*** Begin section ***
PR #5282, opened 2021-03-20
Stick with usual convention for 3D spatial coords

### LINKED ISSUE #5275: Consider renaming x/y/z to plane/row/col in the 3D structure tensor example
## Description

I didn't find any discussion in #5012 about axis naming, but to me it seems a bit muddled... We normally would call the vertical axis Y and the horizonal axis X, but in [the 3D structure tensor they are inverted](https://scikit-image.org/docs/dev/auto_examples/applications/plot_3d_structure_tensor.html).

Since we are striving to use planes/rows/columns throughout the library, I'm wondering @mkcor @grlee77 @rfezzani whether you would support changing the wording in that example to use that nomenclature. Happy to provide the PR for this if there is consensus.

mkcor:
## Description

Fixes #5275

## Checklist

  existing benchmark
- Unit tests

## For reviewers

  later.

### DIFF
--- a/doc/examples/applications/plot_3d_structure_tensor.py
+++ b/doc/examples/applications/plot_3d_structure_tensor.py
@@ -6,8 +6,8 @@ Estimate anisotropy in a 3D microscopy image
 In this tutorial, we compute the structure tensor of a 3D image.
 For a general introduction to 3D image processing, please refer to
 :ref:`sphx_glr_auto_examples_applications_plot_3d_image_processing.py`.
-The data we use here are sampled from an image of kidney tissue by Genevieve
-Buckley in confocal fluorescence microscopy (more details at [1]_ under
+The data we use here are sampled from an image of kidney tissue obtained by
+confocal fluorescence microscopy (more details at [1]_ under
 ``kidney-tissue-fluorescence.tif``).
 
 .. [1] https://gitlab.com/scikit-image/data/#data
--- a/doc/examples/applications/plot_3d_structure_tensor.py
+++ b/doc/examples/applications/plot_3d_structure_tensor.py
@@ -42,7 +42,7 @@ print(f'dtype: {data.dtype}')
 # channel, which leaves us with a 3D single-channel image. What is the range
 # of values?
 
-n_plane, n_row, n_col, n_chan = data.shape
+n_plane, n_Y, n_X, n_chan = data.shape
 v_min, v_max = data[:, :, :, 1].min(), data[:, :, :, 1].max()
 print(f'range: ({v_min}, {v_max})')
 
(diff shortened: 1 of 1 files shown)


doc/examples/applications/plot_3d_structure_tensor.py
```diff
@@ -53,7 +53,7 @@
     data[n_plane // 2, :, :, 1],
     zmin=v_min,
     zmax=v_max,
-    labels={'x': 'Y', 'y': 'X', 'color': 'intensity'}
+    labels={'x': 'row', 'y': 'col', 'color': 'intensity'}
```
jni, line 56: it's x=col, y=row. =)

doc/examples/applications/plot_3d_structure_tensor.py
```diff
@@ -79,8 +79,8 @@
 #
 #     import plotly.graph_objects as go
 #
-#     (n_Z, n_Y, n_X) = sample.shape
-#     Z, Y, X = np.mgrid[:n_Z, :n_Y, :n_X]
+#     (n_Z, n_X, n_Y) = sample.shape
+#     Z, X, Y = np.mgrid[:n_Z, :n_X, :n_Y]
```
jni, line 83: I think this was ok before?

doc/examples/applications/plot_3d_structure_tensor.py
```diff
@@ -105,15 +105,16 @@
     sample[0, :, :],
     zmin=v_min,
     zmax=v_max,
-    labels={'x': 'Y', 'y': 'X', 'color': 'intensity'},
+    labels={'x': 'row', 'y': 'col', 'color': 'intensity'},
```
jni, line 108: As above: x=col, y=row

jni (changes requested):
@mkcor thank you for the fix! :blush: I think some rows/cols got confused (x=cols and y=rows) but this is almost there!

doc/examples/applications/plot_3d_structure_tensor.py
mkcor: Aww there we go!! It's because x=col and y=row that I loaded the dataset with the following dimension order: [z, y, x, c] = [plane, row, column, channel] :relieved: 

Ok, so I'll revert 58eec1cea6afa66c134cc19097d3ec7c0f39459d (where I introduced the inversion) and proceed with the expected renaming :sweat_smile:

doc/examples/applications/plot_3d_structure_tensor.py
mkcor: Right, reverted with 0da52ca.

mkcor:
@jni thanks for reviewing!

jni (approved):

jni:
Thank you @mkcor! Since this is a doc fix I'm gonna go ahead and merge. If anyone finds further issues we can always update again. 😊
*** End section ***
Exercise description: What are the lines, exactly as written above, from the line with "is almost there!" to the line with "Ok, so I'll", both included? Output only those.

The answer:
@mkcor thank you for the fix! :blush: I think some rows/cols got confused (x=cols and y=rows) but this is almost there!

doc/examples/applications/plot_3d_structure_tensor.py
mkcor: Aww there we go!! It's because x=col and y=row that I loaded the dataset with the following dimension order: [z, y, x, c] = [plane, row, column, channel] :relieved: 

Ok, so I'll revert 58eec1cea6afa66c134cc19097d3ec7c0f39459d (where I introduced the inversion) and proceed with the expected renaming :sweat_smile:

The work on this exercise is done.